New Language Support in Common Voice

Can you add Bengali in Deep Speech Languages? I think it is important!
With 228 million Native Users and 37 million second-language speakers, Bengali is the fifth most-spoken native language and the seventh most spoken language by the total number of speakers in the world. Ref: Bengali language

As it is my native language, I will be able to support you. Let me know how can I help in the process.

Bengali is already in progress for localization

https://pontoon.mozilla.org/bn/common-voice/

I see there are only 598 sentences from our sentence collector and no existing efforts to get wikipedia sentences (this should come first).

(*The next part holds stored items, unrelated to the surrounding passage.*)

PR #252, opened 2016-07-25
Global forwarding mode knob 

abhi:
Adding global setting to change between routing vs bridging modes

### DIFF
--- a/roles/contiv_network/tasks/main.yml
+++ b/roles/contiv_network/tasks/main.yml
@@ -108,3 +108,8 @@
 
 - include: aci_tasks.yml
   when: (run_as == "master") and (contiv_network_mode == "aci")
+
+- name: set fwd mode
+  shell: netctl global set --fwd-mode "{{ fwd_mode }}"
+  when: (run_as == "master")
+  run_once: true 
--- a/roles/contiv_network/defaults/main.yml
+++ b/roles/contiv_network/defaults/main.yml
@@ -17,7 +17,7 @@ vxlan_port: 4789
 netplugin_rule_comment: "contiv network traffic"
 
 aci_gw_image: "contiv/aci-gw"
-contiv_network_version: "v0.1-07-14-2016.07-06-17.UTC"
+contiv_network_version: "v0.1-08-06-2016.07-13-09.UTC"
 contiv_network_tar_file: "netplugin-{{ contiv_network_version }}.tar.bz2"
 contiv_network_src_file: "https://github.com/contiv/netplugin/releases/download/{{ contiv_network_version }}/{{ contiv_network_tar_file }}"
 contiv_network_dest_file: "/tmp/{{ contiv_network_tar_file }}"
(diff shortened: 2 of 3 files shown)


roles/contiv_network/tasks/main.yml
```diff
@@ -108,3 +108,6 @@
 
 - include: aci_tasks.yml
   when: (run_as == "master") and (contiv_network_mode == "aci")
+
+- include: fwd_tasks.yml
+  when: (run_as == "master")
```
mapuri: I am not sure if we want this task to be conditional. This condition will make the task run only on `master` nodes (and we run netplugin on `worker` nodes a well). Since the flag is a netplugin flag, I think you want to run it on all nodes, right?

roles/contiv_network/tasks/fwd_tasks.yml
```diff
@@ -0,0 +1,3 @@
+- name: set fwd mode
+  shell: netctl global set --fwd-mode "{{ fwd_mode }}" 
+  run_once: true
```
mapuri: @abhinandanpb `run_once` will cause the task to be run only on one node among all nodes that are present in a host-group at the time ansible is run. Is that what you want?

roles/contiv_network/tasks/fwd_tasks.yml
```diff
@@ -0,0 +1,3 @@
+- name: set fwd mode
```
mapuri: I think we shall just have this task in `main.yml` than putting in a separate file. wdyt?

roles/contiv_network/tasks/main.yml
abhi: no this is a global setting. Doesnt need to be run on all nodes. It just needs to be run on master.

roles/contiv_network/tasks/fwd_tasks.yml
abhi: @mapuri yep. It just needs to be run on master. So we should be good.

roles/contiv_network/tasks/fwd_tasks.yml
abhi: sure. I was thinking the convention was to add it in seperate files similar to aci. and eventually if we end up passing some args and stuff to the global setting it might be cleaner. your call.

roles/contiv_network/tasks/fwd_tasks.yml
mapuri: ah, got it.

sorry, I missed that.

roles/contiv_network/tasks/fwd_tasks.yml
mapuri: yeah, as of now we have been keeping the common tasks in `main.yml` while deployment specific tasks (like the ones for aci) in respective files. Since this seems like common task I was thinking of leaving it in `main.yml`. Are  you okay with making this change?

mapuri:
@abhinandanpb LGTM other than one minor comment on moving the task to main.yml

Also can you squash your changes into a single commit? That will keep the commit history clean.

roles/contiv_network/tasks/main.yml
```diff
@@ -108,3 +108,8 @@
 
 - include: aci_tasks.yml
   when: (run_as == "master") and (contiv_network_mode == "aci")
+
+- name: set fwd mode
+  when: (run_as == "master")
```
mapuri: sorry to nit-pic, suggest to move `when` condition after `shell:`, to look consistent with rest of tasks.

mapuri:
@abhinandanpb do we need to bump up the default version of contiv_network [here](https://github.com/contiv/ansible/blob/master/roles/contiv_network/defaults/main.yml#L20) to be able to use this knob?

abhi:
@mapuri I will update the contiv version after the version of contiv binary having this change is ready. Will do it all together.

abhi:
@mapuri i have updated to the lastest binary and the suggested changes.

mapuri:
LGTM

Please see this topic for reference:

2 Likes

@nukeador I have started the process of extracting sentences from the wiki dump. The repo is here. I would need some help to figure out the language rules and blacklist. I think the issue is common-voice-wiki-scraper treating . as a sentence terminator, which is not the case in Bengali. Even the bengali common voice website has issues. How to I reach to the translators? Should I open issues in voice-web? May be this is asking for too much but a riot channel(like the other common voice communities) for the contributors would help this effort a lot. How do I go about that?

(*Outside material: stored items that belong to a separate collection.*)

PR #255, opened 2016-07-26
Consul

erikh:
This is initial support for running consul on small clusters.

It is most certainly not intended to be a long-term solution. I will leave that to the experts. :D 

Please let me know if there's anything you'd like me to do with this patch.


erikh:
cc @jainvipin

mapuri:
thanks @erikh 

We need to add cleanup.yml that can take care care of stopping the service and cleaning up ip table rules. Otherwise LGTM !

erikh:
@mapuri PTAL

mapuri:
LGTM, thanks @erikh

You can ask about the rules on the sentence extractor topic or on the matrix room about the tool.

You can reach out Bengali localizers and reviewers from

https://pontoon.mozilla.org/bn/common-voice/contributors/

I have made some progress regarding scraping bn.wiki, a more or less complete rules(bn.toml) file has been created with help from @mkohler. Although it is only generating 410-20 sentences from 90k articles on Bengali Wikipedia. Which seems low compared to the 4.5k sentences out of 139k articles on Hindi Wikipedia. Maybe its an issue with the sentence tokeniser.

Nevertheless, there is another issue with the blocklist creation, because cvtools is hardcoded for the roman alphabet. This word statistics generation /blacklist generation tool will be particularly useful for scraping more public domain sources. So can anyone suggest an alternative tool, I am sure there are plenty. It wouldn’t be productive to try to modify cvtools if a good alternative already exists.

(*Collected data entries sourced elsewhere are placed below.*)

PR #260, opened 2016-08-10
don't use epel-testing repo

### LINKED ISSUE #259: install ansible from epel-release instead of epel-testing
epel-testing now has ansible version 2.1.1, which leads to the below error

```
FAILED! => {\"failed\": true, \"reason\": \"'item' is undefined\"}"
```

we need to stick to ansible 2.1.0 which is not available in `epel-release`

mapuri:
fixes #259


gaurav-dalvi:
LGTM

All the files related to the progress can be found in the repo mentioned earlier.

@dabinat might have some thoughts here :slight_smile:

https://github.com/Common-Voice/cv-sentence-extractor/blob/master/src/extractor.rs#L127

It basically falls back to English tokenizer which is raising the issue that it only picks up sentences with “.” ending.

@nukeador I will take a look at this over the weekend.